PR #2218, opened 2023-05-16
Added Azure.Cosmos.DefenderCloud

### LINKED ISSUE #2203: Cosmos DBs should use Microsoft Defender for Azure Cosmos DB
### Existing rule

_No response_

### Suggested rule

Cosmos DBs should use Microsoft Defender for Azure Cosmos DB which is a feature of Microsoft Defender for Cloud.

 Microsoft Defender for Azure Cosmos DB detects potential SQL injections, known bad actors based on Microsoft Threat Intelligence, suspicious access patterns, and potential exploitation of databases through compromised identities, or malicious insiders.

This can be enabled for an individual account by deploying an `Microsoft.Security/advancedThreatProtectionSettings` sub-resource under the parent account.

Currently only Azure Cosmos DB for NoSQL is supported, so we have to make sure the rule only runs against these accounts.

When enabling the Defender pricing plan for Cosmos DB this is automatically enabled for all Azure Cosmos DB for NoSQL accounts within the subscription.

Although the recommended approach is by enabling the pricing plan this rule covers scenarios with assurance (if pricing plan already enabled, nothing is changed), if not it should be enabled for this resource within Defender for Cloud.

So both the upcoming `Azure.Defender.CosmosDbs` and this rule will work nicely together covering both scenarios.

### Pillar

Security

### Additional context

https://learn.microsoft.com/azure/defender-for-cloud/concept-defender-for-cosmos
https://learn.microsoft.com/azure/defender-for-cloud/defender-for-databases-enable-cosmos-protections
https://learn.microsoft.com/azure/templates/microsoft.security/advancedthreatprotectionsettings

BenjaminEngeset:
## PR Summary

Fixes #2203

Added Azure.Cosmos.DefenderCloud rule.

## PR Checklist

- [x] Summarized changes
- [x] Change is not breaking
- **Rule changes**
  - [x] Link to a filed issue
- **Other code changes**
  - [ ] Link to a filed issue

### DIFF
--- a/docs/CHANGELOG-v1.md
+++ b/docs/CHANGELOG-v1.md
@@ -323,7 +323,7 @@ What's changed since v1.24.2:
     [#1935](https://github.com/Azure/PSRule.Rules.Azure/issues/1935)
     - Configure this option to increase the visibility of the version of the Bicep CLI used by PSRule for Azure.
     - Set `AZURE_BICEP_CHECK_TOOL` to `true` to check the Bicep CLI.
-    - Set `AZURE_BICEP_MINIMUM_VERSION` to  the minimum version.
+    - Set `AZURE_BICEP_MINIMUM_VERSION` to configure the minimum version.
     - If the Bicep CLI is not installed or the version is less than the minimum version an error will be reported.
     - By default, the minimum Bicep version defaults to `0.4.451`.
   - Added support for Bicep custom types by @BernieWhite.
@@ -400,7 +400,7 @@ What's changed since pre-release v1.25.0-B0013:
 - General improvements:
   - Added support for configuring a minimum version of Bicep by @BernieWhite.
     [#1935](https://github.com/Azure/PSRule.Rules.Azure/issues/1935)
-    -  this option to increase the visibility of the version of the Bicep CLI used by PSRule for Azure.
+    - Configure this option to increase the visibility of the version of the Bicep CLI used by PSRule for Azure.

• • •

THE TASK – Each line from the one containing "--- a/docs/CHANGELOG-v1.md" through the final line of the listing above should be returned exactly; return nothing else.

RESPONSE BOX –
--- a/docs/CHANGELOG-v1.md
+++ b/docs/CHANGELOG-v1.md
@@ -323,7 +323,7 @@ What's changed since v1.24.2:
     [#1935](https://github.com/Azure/PSRule.Rules.Azure/issues/1935)
     - Configure this option to increase the visibility of the version of the Bicep CLI used by PSRule for Azure.
     - Set `AZURE_BICEP_CHECK_TOOL` to `true` to check the Bicep CLI.
-    - Set `AZURE_BICEP_MINIMUM_VERSION` to  the minimum version.
+    - Set `AZURE_BICEP_MINIMUM_VERSION` to configure the minimum version.
     - If the Bicep CLI is not installed or the version is less than the minimum version an error will be reported.
     - By default, the minimum Bicep version defaults to `0.4.451`.
   - Added support for Bicep custom types by @BernieWhite.
@@ -400,7 +400,7 @@ What's changed since pre-release v1.25.0-B0013:
 - General improvements:
   - Added support for configuring a minimum version of Bicep by @BernieWhite.
     [#1935](https://github.com/Azure/PSRule.Rules.Azure/issues/1935)
-    -  this option to increase the visibility of the version of the Bicep CLI used by PSRule for Azure.
+    - Configure this option to increase the visibility of the version of the Bicep CLI used by PSRule for Azure.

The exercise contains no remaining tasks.